Изменить стиль страницы

Какое сердце не содрогнется от материнских слез, да еще когда сам повинен в этом плаче? Тело Галдана покрылось испариной, он хотел подняться, но ноги подкосились…

Неожиданной, загадочной смертью умер Соном-Рабдан. Никто не знал ее причины, но ни один человек не сомневался, по чьему наущению его умертвили.

Правда, некоторые заколебались, когда увидели скорбящего Галдана, склоненного над телом юноши. Людям было не под силу разобраться в этой запутанной истории; поникшие, потерянные расходились они с похорон, стараясь не смотреть в глаза друг другу.

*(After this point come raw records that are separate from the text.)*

PR #119, opened 2026-03-30
Include directories metadata also for pre-built targets; prep for crates.io release

ivmarkov:
The PR is addressing three issues:

##### Issue 1 - with `cargo::metadata=include`

There is a long-standing TODO there, that this key is emitted only when an on-the-fly build is being performed.
However, we need to emit this key also when the pre-built `.a` libraries are used. Downstream crates wrapping C libs - like the `openthread` crate _might_ actually end up using the pre-built `.a` libraries, but then they would _still_ need the mbedtls .h files.

##### Issue 2 - prep for crates.io release

For releasing to crates.io, we must make sure that we are grabbing everything necessary in the about-to-be-published package:
- The whole Rust source code (obviously)
- But also, the C source-code of the `mbedtls` submodule. A relatively minimal subset of it that allows the mbedtls C lib to be built on the fly also when consuming `mbedtls-rs` from `crates.io`

##### Issue 3 - the mbedtls `.a` artefacts were "installed" at the end of the build

We don't really need the installation step even if the installation prefix can be controlled by us and pointed at a safe directory. Also this step creates a problem in `rs-matter`'s CI.

### DIFF
--- a/mbedtls-rs/Cargo.toml
+++ b/mbedtls-rs/Cargo.toml
@@ -4,7 +4,7 @@ version = "0.1.0"
 edition = "2021"
 license = "MIT OR Apache-2.0"
 rust-version = "1.84"
-description = "Rust library implementing transparent TLS encryption/decrypton for IO streams with MbedTLS"
+description = "Rust library implementing transparent TLS encryption/decryption for IO streams with MbedTLS"
 repository = "https://github.com/esp-rs/mbedtls-rs"
 readme = "README.md"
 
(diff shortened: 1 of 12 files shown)


mbedtls-rs/Cargo.toml
```diff
@@ -4,6 +4,9 @@ version = "0.1.0"
 edition = "2021"
 license = "MIT OR Apache-2.0"
 rust-version = "1.84"
+description = "Rust library implementing transparent TLS encryption/decrypton for IO streams with MbedTLS"
```
bjoernQ: typo "decrypton"

bjoernQ (approved):
LGTM

mbedtls-rs/Cargo.toml
ivmarkov: Thanks - fixed there and also in the README, from where the typo was copy-pasted.

PR #124, opened 2026-04-24
Add support for ALPN

anszom:
This PR adds support for the ALPN feature of TLS.

Controversial topics:

- `ALPNArray` is used internally to create (via mbedtls_calloc) a null-terminated pointer array from a `[&CStr]` slice. An alternative approach would be to have the client create the storage on their own, comparable to CStr & CString.
- extending *SessionConfig is a breaking API change. I couldn't find any good way around this.

### DIFF
--- a/mbedtls-rs/src/session/asynch.rs
+++ b/mbedtls-rs/src/session/asynch.rs
@@ -88,6 +88,20 @@ where
         unsafe { mbedtls_ssl_get_verify_result(&*self.state.ssl_context) }
     }
 
+    /// Get the negotiated ALPN protocol, if any.
+    ///
+    /// NOTE: This function should be called only after a `connect()` call.
+    pub fn tls_alpn(&self) -> Option<&CStr> {
+        unsafe {
+            let ptr = mbedtls_ssl_get_alpn_protocol(&*self.state.ssl_context);
+            if ptr.is_null() {
+                None
+            } else {
+                Some(CStr::from_ptr(ptr))
+            }
+        }
+    }
+
     /// Get a mutable reference to the underlying stream
     pub fn stream(&mut self) -> &mut T {
         &mut self.stream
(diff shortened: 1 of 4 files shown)


anszom:
I can't see how my changes would be related to the CI failures...

mbedtls-rs/src/session/asynch.rs
```diff
@@ -88,6 +88,20 @@ where
         unsafe { mbedtls_ssl_get_verify_result(&*self.state.ssl_context) }
     }
 
+    /// Get the negotiated ALPN protocol, if any.
+    ///
+    /// NOTE: This function should be called only after a `connect()` call.
+    pub fn tls_alpn(&'a self) -> Option<&'a [u8]> {
```
ivmarkov: - Why `&[u8]`? This is a `CStr`
- `&'a` is redundant and once clippy clicks-in it will complain about that.

mbedtls-rs/src/session/blocking.rs
```diff
@@ -143,6 +143,20 @@ where
         unsafe { mbedtls_ssl_get_verify_result(&*self.state.ssl_context) }
     }
 
+    /// Get the negotiated ALPN protocol, if any.
+    ///
+    /// NOTE: This function should be called only after a `connect()` call.
+    pub fn tls_alpn(&'a self) -> Option<&'a [u8]> {
```
ivmarkov: ditto.

ivmarkov (commented):
Just two nits, if you could address.

As for the Alpn NULL-terminated array being controversial... it is but I can't come up with a significantly better idea either.

anszom:
I've only just noticed that esp-idf builds were failing. Fixed that now. To avoid repetition, I've promoted mbedtls_calloc & free to pub(crate)

PR #987, opened 2023-09-07
Undo manual pinning

vyasr:
This PR is a test to validate that upstream ucx builds are no longer broken, at which point we will also be able to remove this pinning.

### DIFF
--- a/conda/recipes/ucx-py/meta.yaml
+++ b/conda/recipes/ucx-py/meta.yaml
@@ -5,7 +5,6 @@
 {% set version = environ.get('GIT_DESCRIBE_TAG', '0.0.0.dev').lstrip('v') %}
 {% set py_version = environ['CONDA_PY'] %}
 {% set cuda_version = '.'.join(environ['RAPIDS_CUDA_VERSION'].split('.')[:2]) %}
-{% set cuda_major = cuda_version.split('.')[0] %}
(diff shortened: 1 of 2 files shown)


quasiben (approved):

raydouglass (approved):

conda/recipes/ucx-py/meta.yaml
```diff
@@ -43,14 +36,7 @@ requirements:
     {% for r in data.get("project", {}).get("dependencies", []) %}
     - {{ r }}
     {% endfor %}
-    # Something seems wrong with the run export as well now
-    {% if cuda_major == "11" %}
     - ucx
```
pentschev, line 39: Just wanted to check that this `ucx` is required in the `run` section. I noticed it was added by https://github.com/rapidsai/ucx-py/pull/986/files#diff-516b294659252e02809cd6547b97b86e8172251ad27a8cd5a725261e36e18d7c, but it was not removed here when reverting those changes. Is that intentional @vyasr ?

vyasr: Ah no good catch, that is not intentional. It was there because there were issues with the run exports on the C++ package. I'll open a PR to remove it now and we can verify that everything works correctly.

vyasr: Opened https://github.com/rapidsai/ucx-py/pull/990

PR #990, opened 2023-09-20
Remove ucx from explicit run reqs

vyasr:
The ucx run requirement should be inferred from the run exports of ucx since it is part of the host requirements. The run explicit requirement was added to fix upstream issues with ucx packaging that have since been fixed. All other patches were removed in https://github.com/rapidsai/ucx-py/pull/987, but this reversion was missed.


vyasr:
I'm not an admin on RTD so I can't rerun that build, but it's just a timeout so a rerun should fix.

pentschev (approved):
LGTM, thanks @vyasr . I triggered an RTD rebuild and everything's green now.

raydouglass (approved):

PR #996, opened 2023-10-12
Update UCX pin to allow `1.15.x` and update docs

pentschev:
Update UCX pin to allow `1.15.x`, remove `ucx-proc` dependency and update docs and warnings accordingly.

Since UCX 1.14.1, the `ucx-proc` package is not required anymore and all UCX builds provide CUDA support.


raydouglass (approved):

wence- (approved):
Doc changes look good, thanks Peter

pentschev:
Thanks @raydouglass and @wence- .

PR #1001, opened 2023-10-18
Test increased nofile ulimit

pentschev:


pentschev:
This seems to have worked, once https://github.com/rapidsai/shared-workflows/pull/145 is merged, the `ulimit` change should be in effect without any further changes required, thus we can close this PR.

PR #1003, opened 2023-10-24
Ignore UCX run exports and allow `ucx>=1.14.1,<1.16.0`

pentschev:


vyasr (approved):
Builds are now [correctly using 1.14](https://github.com/rapidsai/ucx-py/actions/runs/6629461189/job/18008877833?pr=1003#step:7:456), and the explicit run requirement should be relaxed relative to before. I'm going to merge this so we can get some new builds out and see if that fixes the solver issues down the line.

raydouglass (approved):

bdice (commented):
Sorry. I just found this browser tab with an unsubmitted review. I have a comment that was not submitted earlier. It's not essential to address but might be worthwhile to know.

PR #1019, opened 2024-01-29
Pin to `pytest==7.*`

pentschev:
Pytest 8 introduced breaking changes that `pytest-asyncio` is still in the process of resolving. See
https://github.com/pytest-dev/pytest-asyncio/issues/763. This pin should also be done directly by `pytest-asyncio>=0.23.4`, but that version is still not available in conda-forge.


wence- (approved):

pentschev:
Thanks @wence- !

PR #1020, opened 2024-01-30
Pin to `pytest==7.*`

pentschev:
Pytest 8 introduced breaking changes that `pytest-asyncio` is still in the process of resolving. See
https://github.com/pytest-dev/pytest-asyncio/issues/763. This pin should also be done directly by `pytest-asyncio>=0.23.4`, but that version is still not available in conda-forge.

Backport of https://github.com/rapidsai/ucx-py/pull/1019 .


charlesbluca (approved):
Thanks @pentschev! Looks like the issue you linked is closed but progress on the hotfix is being tracked in https://github.com/pytest-dev/pytest-asyncio/issues/737.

Цэван-Рабдан не смог догнать Дархана-хасиху. Через месяц он вернулся — разбитый, измученный; увидел рухнувшее свое счастье, рыдающую мать, свежую могилу брата, увидел и навеки отрекся от вероломного дяди. Кровь стучала у него в висках: «Я ненавижу тебя как самого лютого и заклятого врага!» Боевой путь двух соратников, проложенный стремя в стремя, отныне разошелся. Цэван-Рабдан, прервав все связи с Галданом, с двумя тысячами аратов откочевал далеко от этих мест. Между сородичами легла пропасть, отрезав пути назад.

* * *

Это произошло, когда Галдан-Бошохтуу был в зените славы и окончательно упрочил свою власть. Ему уже никто не мог противостоять в бурном мире, раздираемом темными страстями. Его захватило всесильное пламя и повлекло за собой, обжигая душу, — это было чувство собственного могущества. Оказавшись в бешеной стремнине, на самом гребне высокой волны, Галдан уже мчался по течению и не мог повернуть назад.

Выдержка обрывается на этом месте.